_What you need to do_: Nothing in the records may change. Output them all exactly.

_Input records_:
PR #913, opened 2020-02-18
Add dpdk_telemetry plugin

prabiegx:
The dpdk_telemetry plugin collects DPDK ethernet device metrics via dpdk_telemetry library.


manifests/plugin/dpdk_telemetry.pp
```diff
@@ -0,0 +1,28 @@
...
+# delivering the requested metrics. Plugin parses the JSON data
+# and publishes the metric values to collectd for further use.
+#
+# @param ensure Ensure param for collectd::plugin type.
+# @param client_socket_path UNIX domain client socket to receive messages from DPDK telemetry library.
+# @param dpdk_socket_path UNIX domain DPDK telemetry socket to be connected to send messages.
+#
+class collectd::plugin::dpdk_telemetry (
+  Enum['present', 'absent'] $ensure             = 'present',
+  Optional[String]          $client_socket_path = '/var/run/.client',
```
ghoneycutt: Use `Optional[Stdlib::Absolutepath]` instead as this value is either undef or a path to a file.

spec/classes/collectd_plugin_dpdk_telemetry_spec.rb
```diff
@@ -0,0 +1,67 @@
...
+          is_expected.to compile.with_all_deps
+          is_expected.to contain_file('dpdk_telemetry.load').with(
+            ensure: 'present',
+            path: "#{options[:plugin_conf_dir]}/10-dpdk_telemetry.conf",
+            content: %r{ClientSocketPath "/test/path/.client"}m
+          )
+        end
+      end
+
+      context ':ensure => present and :dpdk_socket_path => /test/path/telemetry' do
```
ghoneycutt: add a context for `ensure => absent`

spec/classes/collectd_plugin_dpdk_telemetry_spec.rb
```diff
@@ -0,0 +1,67 @@
...
+        let :params do
+          { dpdk_socket_path: '/test/path/telemetry' }
+        end
+
+        it "Will create #{options[:plugin_conf_dir]}/10-dpdk_telemetry.conf" do
```
ghoneycutt: Since `client_socket_path` can be `undef`, there should be a test that shows the content when the param is `undef`. Same for `dpdk_socket_path`.

ghoneycutt:
Thanks for the great contribution!

manifests/plugin/dpdk_telemetry.pp
bastelfreak: if it's an `Optional[]` datatype, the default value has to be `undef`. If you want to pass a default path, like `/var/run/.client`, it doesn't need to be `Optional[]` because you cannot pass `undef` to it. Same applies for `$dpdk_socket_path`

ghoneycutt: The default value could be, but does not have to be `undef`. Since the value is either `undef` or a path to a file, then `Stdlib::Absolutepath` makes more sense than `String`.

prabiegx: I changed String to Stdlib:Absolutepath and kept "Optional[...]" Is that all right?

spec/classes/collectd_plugin_dpdk_telemetry_spec.rb
prabiegx: Test case with "ensure => absent" added.

spec/classes/collectd_plugin_dpdk_telemetry_spec.rb
prabiegx: I was looking into creating test case that you described but I stumbled upon obstacle. I wrote following test:

```
      context ':ensure => present, :client_socket_path => undef and :dpdk_socket_path => undef' do
        let :params do
          { client_socket_path: :undef,
            dpdk_socket_path: :undef }
        end

        sth = <<EOS
# Generated by Puppet
<LoadPlugin dpdk_telemetry>
  Globals false
</LoadPlugin>

<Plugin dpdk_telemetry>
</Plugin>

EOS

        it "Will create #{options[:plugin_conf_dir]}/10-dpdk_telemetry.conf" do
          is_expected.to compile.with_all_deps
          is_expected.to contain_file('dpdk_telemetry.load').with(
            ensure: 'present',
            path: "#{options[:plugin_conf_dir]}/10-dpdk_telemetry.conf",
            content: sth
          )
        end
      end
```
	 
Configuration is generated using specified default values rather than assuming that no value was provided.
I found interesting message by _jcbollinger_ [here](https://groups.google.com/d/msg/puppet-users/6nL2eROH8is/Fg6W5lEjHQsJ), suggesting that assigning undef doesn't actually assign undef, only implies that no specified value is being assigned, and therefore default should be used.

I'm relatively new to Puppet, RSpec and Ruby so I can't be sure, however my observations suggests that it in fact might work that way. Additionally, I couldn't find this kind of test case in this repository. Are you sure that test case you described is possible to write? If so, could you give any suggestion how to proceed?

manifests/plugin/dpdk_telemetry.pp
bastelfreak: @ghoneycutt if you pass undef to a variable that has a default value, undef won't overwrite it. In my opinion the `Optional[]` needs to be removed.

prabiegx: I removed `Optional[]` since, as @bastelfreak  mentioned, we can't change it back to `undef` if we already have defined default value. Without `Optional[]` there is now no need for `*_socket_path => undef` test case.

prabiegx: @ghoneycutt  are you satisfied with applied modifications?

prabiegx:
Changes squashed and rebased.

prabiegx:
Is this ready for merge or needs further changes?

bastelfreak:
Thanks for the PR @prabiegx !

_Problem solution_:
PR #913, opened 2020-02-18
Add dpdk_telemetry plugin

prabiegx:
The dpdk_telemetry plugin collects DPDK ethernet device metrics via dpdk_telemetry library.


manifests/plugin/dpdk_telemetry.pp
```diff
@@ -0,0 +1,28 @@
...
+# delivering the requested metrics. Plugin parses the JSON data
+# and publishes the metric values to collectd for further use.
+#
+# @param ensure Ensure param for collectd::plugin type.
+# @param client_socket_path UNIX domain client socket to receive messages from DPDK telemetry library.
+# @param dpdk_socket_path UNIX domain DPDK telemetry socket to be connected to send messages.
+#
+class collectd::plugin::dpdk_telemetry (
+  Enum['present', 'absent'] $ensure             = 'present',
+  Optional[String]          $client_socket_path = '/var/run/.client',
```
ghoneycutt: Use `Optional[Stdlib::Absolutepath]` instead as this value is either undef or a path to a file.

spec/classes/collectd_plugin_dpdk_telemetry_spec.rb
```diff
@@ -0,0 +1,67 @@
...
+          is_expected.to compile.with_all_deps
+          is_expected.to contain_file('dpdk_telemetry.load').with(
+            ensure: 'present',
+            path: "#{options[:plugin_conf_dir]}/10-dpdk_telemetry.conf",
+            content: %r{ClientSocketPath "/test/path/.client"}m
+          )
+        end
+      end
+
+      context ':ensure => present and :dpdk_socket_path => /test/path/telemetry' do
```
ghoneycutt: add a context for `ensure => absent`

spec/classes/collectd_plugin_dpdk_telemetry_spec.rb
```diff
@@ -0,0 +1,67 @@
...
+        let :params do
+          { dpdk_socket_path: '/test/path/telemetry' }
+        end
+
+        it "Will create #{options[:plugin_conf_dir]}/10-dpdk_telemetry.conf" do
```
ghoneycutt: Since `client_socket_path` can be `undef`, there should be a test that shows the content when the param is `undef`. Same for `dpdk_socket_path`.

ghoneycutt:
Thanks for the great contribution!

manifests/plugin/dpdk_telemetry.pp
bastelfreak: if it's an `Optional[]` datatype, the default value has to be `undef`. If you want to pass a default path, like `/var/run/.client`, it doesn't need to be `Optional[]` because you cannot pass `undef` to it. Same applies for `$dpdk_socket_path`

ghoneycutt: The default value could be, but does not have to be `undef`. Since the value is either `undef` or a path to a file, then `Stdlib::Absolutepath` makes more sense than `String`.

prabiegx: I changed String to Stdlib:Absolutepath and kept "Optional[...]" Is that all right?

spec/classes/collectd_plugin_dpdk_telemetry_spec.rb
prabiegx: Test case with "ensure => absent" added.

spec/classes/collectd_plugin_dpdk_telemetry_spec.rb
prabiegx: I was looking into creating test case that you described but I stumbled upon obstacle. I wrote following test:

```
      context ':ensure => present, :client_socket_path => undef and :dpdk_socket_path => undef' do
        let :params do
          { client_socket_path: :undef,
            dpdk_socket_path: :undef }
        end

        sth = <<EOS
# Generated by Puppet
<LoadPlugin dpdk_telemetry>
  Globals false
</LoadPlugin>

<Plugin dpdk_telemetry>
</Plugin>

EOS

        it "Will create #{options[:plugin_conf_dir]}/10-dpdk_telemetry.conf" do
          is_expected.to compile.with_all_deps
          is_expected.to contain_file('dpdk_telemetry.load').with(
            ensure: 'present',
            path: "#{options[:plugin_conf_dir]}/10-dpdk_telemetry.conf",
            content: sth
          )
        end
      end
```
	 
Configuration is generated using specified default values rather than assuming that no value was provided.
I found interesting message by _jcbollinger_ [here](https://groups.google.com/d/msg/puppet-users/6nL2eROH8is/Fg6W5lEjHQsJ), suggesting that assigning undef doesn't actually assign undef, only implies that no specified value is being assigned, and therefore default should be used.

I'm relatively new to Puppet, RSpec and Ruby so I can't be sure, however my observations suggests that it in fact might work that way. Additionally, I couldn't find this kind of test case in this repository. Are you sure that test case you described is possible to write? If so, could you give any suggestion how to proceed?

manifests/plugin/dpdk_telemetry.pp
bastelfreak: @ghoneycutt if you pass undef to a variable that has a default value, undef won't overwrite it. In my opinion the `Optional[]` needs to be removed.

prabiegx: I removed `Optional[]` since, as @bastelfreak  mentioned, we can't change it back to `undef` if we already have defined default value. Without `Optional[]` there is now no need for `*_socket_path => undef` test case.

prabiegx: @ghoneycutt  are you satisfied with applied modifications?

prabiegx:
Changes squashed and rebased.

prabiegx:
Is this ready for merge or needs further changes?

bastelfreak:
Thanks for the PR @prabiegx !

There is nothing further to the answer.